Harvard Journal of Asiatic Studies

 

Résumé

De nombreuses sources de Japon prémoderne comprenant des collections de littérature narrative, des journaux de courtisans, des écrits doctrinaux et des documents juridiques sur un modèle commun dans les cycles de vie des femmes cultivées : au milieu de la période Heian (794-1185), la plupart des femmes instruites s'attendaient à passer les dernières années de leur vie en tant que renonçantes bouddhistes.
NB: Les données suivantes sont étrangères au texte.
PR #5069, opened 2023-08-30
On delete account screen, add account number validation during input

rablador:
When entering the last 4 digits of the account number on the account deletion screen, the OK button lights up even if the number is incorrect. When pressing the OK button an error message is displayed, saying that the number is indeed incorrect. The process has now been simplified by having the OK button itself function as validation instead and only enabling it if input is valid.

- - -
This change is [Reviewable](https://reviewable.io/reviews/mullvad/mullvadvpn-app/5069)

### DIFF
--- a/ios/MullvadVPN/View controllers/AccountDeletion/AccountDeletionContentView.swift
+++ b/ios/MullvadVPN/View controllers/AccountDeletion/AccountDeletionContentView.swift
@@ -253,9 +253,18 @@ class AccountDeletionContentView: UIView {
         }
     }
 
-    private var isAccountNumberLengthSatisfied: Bool {
-        let length = accountTextField.text?.count ?? 0
-        return length == 4
+    private var isInputValid: Bool {
+        guard let input = accountTextField.text,
+              let accountNumber = viewModel?.accountNumber,
+              !accountNumber.isEmpty
+        else {
+            return false
+        }
+
+        let inputLengthIsValid = input.count == 4
+        let inputMatchesAccountNumber = accountNumber.suffix(4) == input
+
+        return inputLengthIsValid && inputMatchesAccountNumber
     }
 
     weak var delegate: AccountDeletionContentViewDelegate?
@@ -334,7 +343,7 @@ class AccountDeletionContentView: UIView {
         } else {
             activityIndicator.stopAnimating()
         }
-        deleteButton.isEnabled = isDeleteButtonEnabled && isAccountNumberLengthSatisfied
+        deleteButton.isEnabled = isDeleteButtonEnabled && isInputValid
         statusLabel.text = text
         statusLabel.textColor = textColor
     }


ios/MullvadVPN/View controllers/AccountDeletion/AccountDeletionContentView.swift
```diff
@@ -245,9 +245,18 @@ class AccountDeletionContentView: UIView {
...
+              let accountNumber = viewModel?.accountNumber,
+              !accountNumber.isEmpty
+        else {
+            return false
+        }
+
+        let inputLengthIsValid = input.count == 4
+        let inputMatchesAccountNumber = accountNumber.suffix(4) == input
+
+        return inputLengthIsValid && inputMatchesAccountNumber
```
MrChocolatine, line 259: Is `inputLengthIsValid` really needed?

`accountNumber.suffix(4) == input` seems to imply that `input` is indeed 4 characters long when it matches `accountNumber.suffix(4)`... ?

ios/MullvadVPN/View controllers/AccountDeletion/AccountDeletionContentView.swift
```diff
@@ -326,7 +335,7 @@ class AccountDeletionContentView: UIView {
         } else {
             activityIndicator.stopAnimating()
         }
-        deleteButton.isEnabled = isDeleteButtonEnabled && isAccountNumberLengthSatisfied
+        deleteButton.isEnabled = isDeleteButtonEnabled && isInputValid
```
MrChocolatine, line 338: Should `isDeleteButtonEnabled` be updated too?

Currently it still says the button should be enabled upon failure:
https://github.com/mullvad/mullvadvpn-app/blob/9cc7a43a5dd76ccae541a43a7b95ffe61e627898/ios/MullvadVPN/View%20controllers/AccountDeletion/AccountDeletionContentView.swift#L221-L228

rablador: We want to disable the button when loading (to avoid interaction while trying to delete the account), otherwise enabled.

ios/MullvadVPN/View controllers/AccountDeletion/AccountDeletionContentView.swift
rablador: The param in .suffix() specifies a max length, meaning the result could be less than that. In practice the account number - if present - should never be less than 4 digits, so for most (or perhaps all realistic) cases it should work as intended.
Theoretically though, accountNumber.suffix(4) could for some reason return something less than 4 digits, and if so the condition would be incorrect (eg. 3 digit account number matching 3 digit input). It's a safeguard, but perhaps it's not really necessary...

MrChocolatine: > In practice the account number - if present - should never be less than 4 digits

Yep this is what I assumed, hence my message. But okay 👍  sorry for the bother!

mojganii (approved):
:lgtm:

> *[Reviewable](https://reviewable.io/reviews/mullvad/mullvadvpn-app/5069#-:-Nd_YCd3BRkfcnxaFb-2:bnfp4nl)* status: 0 of 1 files reviewed, 2 unresolved discussions (waiting on @MrChocolatine)

pronebird (commented):
> *[Reviewable](https://reviewable.io/reviews/mullvad/mullvadvpn-app/5069)* status: all files reviewed, 2 unresolved discussions (waiting on @MrChocolatine)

Cet article cherche à analyser les implications sociales et religieuses de cette pratique et à montrer comment sa signification a évolué au cours des périodes Heian et Kamakura (1185-1333). Alors que la littérature de la période Heian met l'accent sur le renoncement comme une étape nécessaire à la réalisation du salut personnel, la littérature de l'époque où j'ai présenté des versions antérieures de cet article au séminaire d'études supérieures ASIA du professeur Christina Laffin ("Court Women in Ancient and Medieval Japan: Gender, Status, and Literary Production") à l'Université de la Colombie-Britannique à Vancouver (Colombie-Britannique), en mars, et au colloque de la Fondation Borchard « Les femmes religieuses dans le monde prémoderne », tenu au Château de la Bretesche à Brière, France, juillet. Je tiens à souligner les aimables commentaires de ceux qui ont répondu à l'article. Joshow Mostow, en particulier, m'a aidé à affiner ma réflexion sur plusieurs questions. Je voudrais également remercier Katsuura Noriko et Jacqueline Stone pour leurs réponses généreuses à mes nombreuses questions, et la Société japonaise pour la promotion de la science, qui a fourni un financement pendant la période où je faisais des recherches et écrivais les premières ébauches de cet article.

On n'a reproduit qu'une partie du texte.